The child poverty trends documented by these recent reports are a policy success, but not for the reasons hitting the headlines. Opinion writers in the Washington Post concluded that the child poverty trends “undercut conservative arguments that such government help must be accompanied with work requirements,” but only after they also argued that, “much of the credit [for the poverty decline] goes to the earned income tax credit and the child tax credit.” What the authors fail to acknowledge, however, is that the Earned Income Tax Credit (EITC) and child tax credit have always had a work requirement, except for a temporary six-month expansion to the child tax credit in 2021. Much of the reason why these programs have been so effective at lifting children out of poverty is because they have encouraged many low-income parents to work.

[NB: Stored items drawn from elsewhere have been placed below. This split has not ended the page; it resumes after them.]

PR #1062, opened 2023-08-03
Add TrampoliningTask

DavidLegg:
Adds a new kind of Task, called TrampoliningTask.
This task directly uses the continuation pattern in the Task interface, without using a different thread like ThreadedTask or exceptions like ReplayingTask. Instead, TrampoliningTask doesn't support operations that would break the normal flow of control.

The main use case for trampolining tasks are daemon tasks spawned by a mission model which do very little work per iteration but run for many iterations. Since they do very little work per iteration, using a separate thread incurs large overhead. Since they run for many iterations, using a replaying task requires time quadratic in the plan length.

However, these daemon tasks also tend not to require arbitrary interruptions to the flow of control. Instead, they tend to follow a simple pattern of doing a small amount of work and then repeating pending a delay or condition. This lends itself well to trampolining.

It is possible to implement trampolining with replaying tasks, without modifying Merlin. However, this requires registering a brand new task with every iteration. As such, the SimulationEngine consumes memory linear in the length of the plan to track these tasks. By implementing the trampolining tasks directly in Merlin, we avoid this memory creep.

Finally, we demonstrate the use of trampolining tasks in the Foo mission model. Performance testing suggests that this change increases the simulation-to-real-time ratio for this model from ~10,000 when using threaded tasks, to ~1.6 million using trampolining tasks, without significantly changing the memory usage.

* **Tickets addressed:** N/A
* **Review:** By file  

## Description
(see above)

## Verification
The Foo mission model was changed to use trampolining repeating tasks for its daemon tasks. Locally, I also exposed the timeTrackerDaemon's minutesElapsed resource and verified that it was updated correctly, though this change wasn't committed. I also measured the time the model took to run on 1-year plans, and used a profiler to ensure that the engine wasn't storing large numbers of task-related objects.

Additionally, I copied the trampolining strategy I use in the Clipper model over to the Foo model for comparison. In this case, memory usage was so high that 1-year plans ran out of memory before being completed. Profiling confirmed that large amounts of memory were used to track tasks, replicating the behavior from the Clipper model. This code was not committed.

I'd like to have more careful unit testing around the trampolining tasks, but I'm not sure how to implement that testing within the Aerie repo; any suggestions here would be appreciated.

## Documentation
No documentation is included yet, beyond comments in the code itself. However, it may be helpful to have some additional discussion for modelers around the pros and cons of each kind of task, and when to use each type. Suggestions on where to put such a discussion would be appreciated.

## Future work
N/A - This feature is self-contained.

### DIFF
--- a/examples/foo-missionmodel/src/main/java/gov/nasa/jpl/aerie/foomissionmodel/Mission.java
+++ b/examples/foo-missionmodel/src/main/java/gov/nasa/jpl/aerie/foomissionmodel/Mission.java
@@ -11,7 +11,6 @@ import gov.nasa.jpl.aerie.foomissionmodel.models.Imager;
 import gov.nasa.jpl.aerie.foomissionmodel.models.ImagerMode;
 import gov.nasa.jpl.aerie.foomissionmodel.models.SimpleData;
 import gov.nasa.jpl.aerie.foomissionmodel.models.TimeTrackerDaemon;
-import gov.nasa.jpl.aerie.merlin.framework.ModelActions;
 import gov.nasa.jpl.aerie.merlin.framework.Registrar;
 import gov.nasa.jpl.aerie.merlin.framework.resources.real.RealResource;
 import gov.nasa.jpl.aerie.merlin.protocol.types.Duration;
@@ -19,6 +18,7 @@ import gov.nasa.jpl.aerie.merlin.protocol.types.Duration;
 import java.time.Instant;
 
 import static gov.nasa.jpl.aerie.merlin.framework.ModelActions.*;
+import static gov.nasa.jpl.aerie.merlin.framework.TrampoliningTask.RepeatingTaskStatus.delayed;
 
 public final class Mission {
   // Need a way to pose constraints against activities, and generally modeling activity behavior with resources.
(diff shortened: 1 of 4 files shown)


camargo:
What is the status on this one?

Twisol:
> What is the status on this one?

@camargo, I've been chatting with Matt and David about this PR -- in particular this paragraph:

> It is possible to implement trampolining with replaying tasks, without modifying Merlin. However, this requires registering a brand new task with every iteration. As such, the SimulationEngine consumes memory linear in the length of the plan to track these tasks. By implementing the trampolining tasks directly in Merlin, we avoid this memory creep.

I have a tentative alternative approach implemented [on this branch](https://github.com/Twisol/aerie/tree/feature/castello--engine-efficiency) that follows this idea, improving the efficiency of tasks to leave behind less garbage (including the linear consumption due to parent-child relationships). This approach also led to a (IMHO) reduction in complexity in the engine, which is always welcome.

One of the drawbacks to introducing a new type of task is the lack of support for [control flow effects](https://github.com/NASA-AMMOS/aerie/pull/1062/files#diff-af531dd2d3da14c126411e5461a7979745355c170054d85f83a256e865f0c1c1R129-R145). This means that you have to be very careful, when using a trampolining task, to avoid calling existing model methods that use e.g. `delay` or `call`. By improving engine support for spawn-based trampolining, we can avoid this schism between trampolined code and regular model code.

I'm hoping to chat with @mattdailis and @DavidLegg sometime soon (TBD?) to see if these changes are viable for inclusion upstream.

Twisol:
(To be clear, I think that the lack of support for control flow effects in this PR could be mitigated -- for instance, by using a replaying-style task whose breadcrumbs are cleared on every iteration. I'm actually quite a fan of the idea of using novel task description styles for efficient and (ideally) idiomatic solution of specialized domain problems. However, I think that in this *particular* instance, we benefit from improving the engine's general efficiency and reusing existing idioms.)

DavidLegg:
Closing this PR in favor of https://github.com/NASA-AMMOS/aerie/pull/1174

PR #1064, opened 2023-08-03
Let `viewer` role get effective args

Mythicaeda:
* **Review:** By commit  

## Description

Noticed while using the UI that users using the `viewer` role would see no arguments for activities/simulation configuration, with the console having a "cannot find in query_root" error. This PR tweaks the metadata so that `viewer`s can now _view_ these arguments.

## Verification

Before:
image

After
image

## Future work

Are there any other Actions that the UI expects all roles to have access to?

### DIFF
--- a/deployment/hasura/metadata/actions.yaml
+++ b/deployment/hasura/metadata/actions.yaml
@@ -71,6 +71,7 @@ actions:
     permissions:
       - role: aerie_admin
       - role: user
+      - role: viewer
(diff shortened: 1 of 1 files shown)


cohansen (approved):
Echoing your question in the followup, maybe it's worth going through the actions and double checking everything with a few team members?

Approved pending the checks!

mattdailis (approved):

PR #1076, opened 2023-08-08
Reduce Worker Pool Size

### LINKED ISSUE #631: Postgres container unresponsive: remaining connection slots are reserved for non-replication superuser connections
We got into a situation where postgres became completely unresponsive for about 10 min. During this time the UI would not load any models, plans, etc, and CPU usage on the Postgres container was pegged at 100%. After about 10 min CPU dropped and the service became responsive again. Around this time I was trying to delete some plans, and experience very long query times. Don't know if that was a cause of the CPU spike or not. Postgres log attached.

[postgres.log.txt](https://github.com/NASA-AMMOS/aerie/files/10551705/postgres.log.txt)

### LINKED ISSUE #1072: Do a pass and try to minimize database connections
Currently, all of the Merlin/Scheduler Workers have a pool of 10 connections. Each of those only needs 2 connections: 1 for posting/querying data from the DB and 1 for listening to notifications.

Mythicaeda:
* **Tickets addressed:** Closes #1072, Closes #631
* **Review:** By commit  

## Description

Reduces the size of the DB Connection pools in our workers from 10 down to 2. Server connection pool sizes were not adjusted as they can be handling multiple user requests at once.

## Verification

`docker-compose-many-workers.yml` was created. It spins up an Aerie instance with 6 Merlin Workers and 6 Scheduler Workers. 

If this compose is used on `develop`, the postgres container will output the error "max connections reach, remaining connections reserved for super user" ([since PG max_connections is per PG instance, not per DB](https://www.postgresql.org/docs/current/runtime-config-connection.html)). 

If this compose is run against this branch, however, no such error occurs.

Additionally, if you run the SQL statement `SELECT sum(numbackends) FROM pg_stat_database;`, only ~50 of the 100 available connections should be in use (I've seen this vary from 48-58).

## Documentation

No documentation is needed

### DIFF
--- a/e2e-tests/docker-compose-many-workers.yml
+++ b/e2e-tests/docker-compose-many-workers.yml
@@ -1,0 +1,209 @@
+version: "3.7"
+services:
+  aerie_gateway:
+    container_name: aerie_gateway
+    depends_on: ["postgres"]
+    environment:
+      AUTH_TYPE: none
+      AUTH_URL: https://atb-ocio-12b.jpl.nasa.gov:8443/cam-api
+      GQL_API_URL: http://localhost:8080/v1/graphql
+      HASURA_GRAPHQL_JWT_SECRET: "${HASURA_GRAPHQL_JWT_SECRET}"
+      LOG_FILE: console
+      LOG_LEVEL: debug
+      NODE_TLS_REJECT_UNAUTHORIZED: "0"
+      PORT: 9000
+      POSTGRES_AERIE_MERLIN_DB: aerie_merlin
+      POSTGRES_HOST: postgres
+      POSTGRES_PASSWORD: "${AERIE_PASSWORD}"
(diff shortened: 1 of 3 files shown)


skovati (commented):
This looks like a good opportunity to leverage `docker compose`'s ability to [include](https://docs.docker.com/compose/multiple-compose-files/include/) other `docker-compose.yml` files, so that we don't have extraneous copies that all need to be updated if we e.g. add an environment variable.

skovati (approved):
Looks good! How did you get around workers needing unique ports?

Mythicaeda:
I removed the port mappings from the container to the host machine. `many-workers` proves that we don't run out of db connections spinning up, well, many workers (It's up to 16 workers total and hypothetically maxes out at 25 workers), it doesn't need exposed health/debugger ports.

PR #1086, opened 2023-08-09
Remove unneeded test task in db-tests build.gradle

camargo:
* **Tickets addressed:** None
* **Review:** By commit  

## Description

* Test task is not needed because the database is required for the DB tests to run
* Update the test workflow to add db-tests output to artifacts

### DIFF
--- a/.github/workflows/test.yml
+++ b/.github/workflows/test.yml
@@ -87,6 +87,12 @@ jobs:
         with:
           name: Test Results
           path: "**/e2e-tests/test-results"
+      - name: Upload DB Test Results as HTML
+        if: always()
+        uses: actions/upload-artifact@v3
+        with:
+          name: Test Results
+          path: "**/db-tests/build/reports/tests/e2eTest"
       - name: Upload Sequencing Server Test Results
         if: always()
         uses: actions/upload-artifact@v3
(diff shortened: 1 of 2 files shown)


.github/workflows/test.yml
```diff
@@ -87,6 +87,12 @@ jobs:
         with:
           name: Test Results
           path: "**/e2e-tests/test-results"
```
skovati, line 89: I think db-test results are already uploaded here, since `./gradlew e2eTest` calls `:db-tests:e2eTest`, but you might want to double check i.e. remove this additional `upload-artifact` call you added and see if db-test results are still there.

skovati (approved):
Looks good to me either way!

.github/workflows/test.yml
camargo: I'm not seeing the `db-tests` results in the `e2e-tests` directory

camargo: Will verify without just to see

camargo: Yeah the additional upload artifact is needed to grab the nested `e2eTest` folder from the `db-tests`

skovati: Yep you are correct!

Commentators mislead the public when they suggest that the child poverty declines are due to expansions in government benefits alone and that conservative policies played no role. Conservative-led welfare reform in 1996 replaced a no-strings-attached cash welfare system with a system that conditioned assistance on work. Combined with expansions to the EITC in 1993, welfare reform led to dramatic increases in labor force participation among single mothers, which translated into increased income and lower poverty. Suggesting that conservative-led reforms of the 1990s had no impact on child poverty trends over the past three decades stretches credibility.

The way the Census Bureau presents the poverty rate also underestimates the effects of conservative-led reforms. Officials try to show the effects of government benefits on the supplemental poverty rate by calculating changes to the number of people who would have been considered poor without the various programs. But this conceals the importance of employment incentives in benefit programs. For instance, the Census Bureau reports that refundable tax credits like the EITC lifted 9.6 million people out of poverty, implying that EITC income alone brought many more people above the poverty line. However, this ignores a key point. Without the employment gains from welfare reform and the EITC, the income from the EITC alone would not have the same poverty-reducing effects.

Attributing declines in child poverty to the right policies is crucial because getting it wrong risks all the progress that children have made. It can often take many years before policymakers and the public fully understand the implications of certain policies. It can take even longer for them to accept it. For instance, we have known since at least 2012 that policies implemented in the 1990s, including welfare reform and expansions to the EITC, had cut child poverty by one-third, yet this success did not enter the mainstream media until the New York Times reported on it last week — fully one decade after researchers first started identifying these trends. If policymakers ignore the lessons from child poverty trends and disconnect government programs from employment, it might take years before we fully understand the consequences.

Pandemic-related aid showed us that sending money to low-income households through the federal government can push children above the poverty line in the short term. Long-term trends, however, confirm that benefits that supplement earnings and thereby encourage employment are the primary drivers of decreases in child poverty. Ignoring the behavior changes associated with unconditional government assistance misapplies these lessons learned. Conservative policies that favored work over welfare have been the primary contributor to reductions in child poverty in the U.S. over the past three decades. Failing to acknowledge this truth risks future progress for children.